In support of the cognitive reserve theory, it seems that low education has a stronger association with dementia when education is reflective of cognitive capacity rather than privilege and when low education is associated with other risk factors across the lifespan. However, the amount of education that is subsequently associated with a statistical risk for dementia is contingent on an individual’s environment and can vary greatly across populations, cohorts, gender and race/ethnicity. Finally, educational attainment is not a static event. It seems that for some individuals, years of education may correspond to a greater interest in learning or a tendency to seek out cognitively stimulating activities across the lifespan. For other individuals, years of formal education tells us little about their subsequent cognitive endeavors.

STRENGTHS AND LIMITATIONS

We attempted to be as inclusive as possible in this review covering the last 25 years of the literature. We included both prevalence and incidence studies and did not exclude case-control studies or studies with small sample sizes. However, it is possible that relevant studies were excluded because of how dementia was diagnosed or how the data were reported. As with any review, negative publication bias is an important consideration. It may be that some studies did not find an association between education and dementia and these nonsignificant findings were not reported in a published paper. Any exclusion of nonsignificant findings would warrant an even more cautious discussion of the association between education and dementia. Methodological challenges to this current review included the multiple and potentially conflicting results due to how education was defined and analyzed, multiple dementia outcomes, and varied study populations. Because it was difficult to summarize across such diverse studies, we employed a count system to examine study results.

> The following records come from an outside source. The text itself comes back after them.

PR #1001, opened 2018-06-29
Adding in script for Google Tag Manager.

weerd:
### What does this PR do?

This PR adds the Google Tag Manager script for ad tracking. It can be toggled by adding the Google Tag Manager ID as an environment variable; if ID is not present as env variable then the script is not included. We only really want to add the ID to an env variable on the production environment.

I ended up removing the `<noscript>` fallbacks in both the Facebook Pixel script and the Google Tag Manager Script because it's not really useful in a client side JS rendered site. It is something we can add back in if/when we switch to a server rendering react components.

Refs [Pivotal ID #158462761](https://www.pivotaltracker.com/story/show/158462761)

### Checklist


resources/views/partials/facebook_pixel_script.blade.php
```diff
@@ -1,14 +1,14 @@
...
-  {if(f.fbq)return;n=f.fbq=function(){n.callMethod?
-  n.callMethod.apply(n,arguments):n.queue.push(arguments)};
-  if(!f._fbq)f._fbq=n;n.push=n;n.loaded=!0;n.version='2.0';
-  n.queue=[];t=b.createElement(e);t.async=!0;
-  t.src=v;s=b.getElementsByTagName(e)[0];
-  s.parentNode.insertBefore(t,s)}(window, document,'script',
-  'https://connect.facebook.net/en_US/fbevents.js');
-  fbq('init', '{{config('services.analytics.facebook_pixel_id')}}');
-  fbq('track', 'PageView');
+    !function(f,b,e,v,n,t,s)
```
DFurnes: ⏩

resources/views/partials/facebook_pixel_script.blade.php
```diff
@@ -1,14 +1,14 @@
...
+    if(!f._fbq)f._fbq=n;n.push=n;n.loaded=!0;n.version='2.0';
+    n.queue=[];t=b.createElement(e);t.async=!0;
+    t.src=v;s=b.getElementsByTagName(e)[0];
+    s.parentNode.insertBefore(t,s)}(window, document,'script',
+    'https://connect.facebook.net/en_US/fbevents.js');
+    fbq('init', '{{config('services.analytics.facebook_pixel_id')}}');
+    fbq('track', 'PageView');
 </script>
-<noscript><img height="1" width="1" style="display:none" src="https://www.facebook.com/tr?id={{config('services.analytics.facebook_pixel_id')}}&ev=PageView&noscript=1" /></noscript>
+<?php // When/if we implement server-side rendering of React, we should add the noscript code back in! ?>
```
DFurnes: Wanna make this a Blade comment? `{{-- When/if we implement server-side... --}}`

weerd: haha, doh!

We acknowledge that this approach does not give a statistical account of the association between education and dementia. However, it seemed important to clearly present the pattern of study results across and within this diverse group of study populations.

CONCLUSION

Overall, the results of this review suggest that the education-dementia relationship may be more complex than previously suggested in the aging literature. The results suggest that lower education is associated with an increased risk for dementia for some but not all studies. Further, the level of education that was most associated with dementia risk varied considerably by study region as well as by age, gender, and race/ethnicity. We did not find clear evidence that prevalence studies reported stronger or more consistent significant effects of education on risk for dementia compared to incidence studies. The existence of an education-dementia relationship seems strongly tied to the unique demands of an individual’s environment. We suggest that education is best described as a proxy for a trajectory of life events, beginning prior to and extending beyond the years of formal education, that either increase or decrease an individual’s risk for dementia.